BEGIN Raw data

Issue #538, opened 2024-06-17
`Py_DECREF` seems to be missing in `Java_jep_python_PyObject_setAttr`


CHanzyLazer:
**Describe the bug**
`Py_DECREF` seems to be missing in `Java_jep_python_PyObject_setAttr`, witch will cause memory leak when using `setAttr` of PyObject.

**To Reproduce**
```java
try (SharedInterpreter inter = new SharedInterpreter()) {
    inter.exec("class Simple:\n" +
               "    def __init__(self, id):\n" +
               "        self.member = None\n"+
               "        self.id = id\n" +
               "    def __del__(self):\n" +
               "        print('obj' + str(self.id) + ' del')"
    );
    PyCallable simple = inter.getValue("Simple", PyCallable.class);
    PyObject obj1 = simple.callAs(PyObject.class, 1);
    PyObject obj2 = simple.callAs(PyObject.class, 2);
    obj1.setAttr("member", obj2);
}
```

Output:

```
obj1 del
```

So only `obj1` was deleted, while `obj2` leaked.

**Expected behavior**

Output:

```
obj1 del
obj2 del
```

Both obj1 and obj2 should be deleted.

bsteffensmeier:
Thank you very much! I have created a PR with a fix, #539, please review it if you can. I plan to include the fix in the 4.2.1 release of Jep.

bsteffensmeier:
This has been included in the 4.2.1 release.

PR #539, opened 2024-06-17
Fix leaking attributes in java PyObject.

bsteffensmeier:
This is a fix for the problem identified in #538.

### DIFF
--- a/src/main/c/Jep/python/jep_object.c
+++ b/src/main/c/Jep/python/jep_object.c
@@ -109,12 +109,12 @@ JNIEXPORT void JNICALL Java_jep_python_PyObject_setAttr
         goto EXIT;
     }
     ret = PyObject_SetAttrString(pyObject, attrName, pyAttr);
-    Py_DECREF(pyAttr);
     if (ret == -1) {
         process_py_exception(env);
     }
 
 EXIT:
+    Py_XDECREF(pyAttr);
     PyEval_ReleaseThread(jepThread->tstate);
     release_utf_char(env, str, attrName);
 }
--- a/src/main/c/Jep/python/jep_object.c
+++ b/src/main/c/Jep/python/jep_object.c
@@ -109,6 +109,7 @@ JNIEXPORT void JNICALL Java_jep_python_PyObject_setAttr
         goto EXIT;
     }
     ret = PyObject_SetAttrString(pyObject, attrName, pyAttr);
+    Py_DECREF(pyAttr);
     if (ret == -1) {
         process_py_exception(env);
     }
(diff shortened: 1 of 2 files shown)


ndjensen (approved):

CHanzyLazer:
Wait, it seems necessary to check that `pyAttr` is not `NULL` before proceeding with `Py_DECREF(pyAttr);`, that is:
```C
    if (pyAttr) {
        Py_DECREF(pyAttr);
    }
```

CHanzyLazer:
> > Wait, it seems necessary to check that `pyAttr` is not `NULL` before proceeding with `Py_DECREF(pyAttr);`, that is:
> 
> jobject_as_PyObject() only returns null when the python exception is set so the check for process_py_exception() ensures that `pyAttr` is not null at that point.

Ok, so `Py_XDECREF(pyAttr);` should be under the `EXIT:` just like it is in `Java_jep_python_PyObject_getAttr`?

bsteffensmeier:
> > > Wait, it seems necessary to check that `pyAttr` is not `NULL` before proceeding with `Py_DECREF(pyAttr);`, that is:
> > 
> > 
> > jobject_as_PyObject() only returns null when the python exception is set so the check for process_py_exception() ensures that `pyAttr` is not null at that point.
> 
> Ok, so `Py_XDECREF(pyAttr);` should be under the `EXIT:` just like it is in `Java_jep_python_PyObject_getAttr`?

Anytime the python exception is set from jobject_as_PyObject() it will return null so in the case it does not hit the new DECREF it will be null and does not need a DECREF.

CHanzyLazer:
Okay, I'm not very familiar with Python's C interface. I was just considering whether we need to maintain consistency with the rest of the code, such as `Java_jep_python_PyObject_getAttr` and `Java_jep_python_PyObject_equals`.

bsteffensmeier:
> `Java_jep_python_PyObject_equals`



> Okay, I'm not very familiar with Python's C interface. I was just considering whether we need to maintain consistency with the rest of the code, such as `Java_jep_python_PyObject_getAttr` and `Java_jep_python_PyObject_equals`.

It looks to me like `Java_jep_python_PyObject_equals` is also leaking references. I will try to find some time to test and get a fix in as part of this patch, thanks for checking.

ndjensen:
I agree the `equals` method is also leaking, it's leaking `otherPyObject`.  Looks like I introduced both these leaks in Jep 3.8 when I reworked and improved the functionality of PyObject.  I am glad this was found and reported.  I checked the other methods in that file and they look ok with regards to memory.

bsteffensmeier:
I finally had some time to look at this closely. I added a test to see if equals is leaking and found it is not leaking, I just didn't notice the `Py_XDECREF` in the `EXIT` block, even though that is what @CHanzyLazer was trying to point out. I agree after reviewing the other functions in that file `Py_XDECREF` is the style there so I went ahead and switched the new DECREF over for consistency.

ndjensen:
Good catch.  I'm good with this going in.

END Raw data

Task brief: Each line of the records above that contains the word "void" should be counted; give the resulting number without further words.

Answer box: 2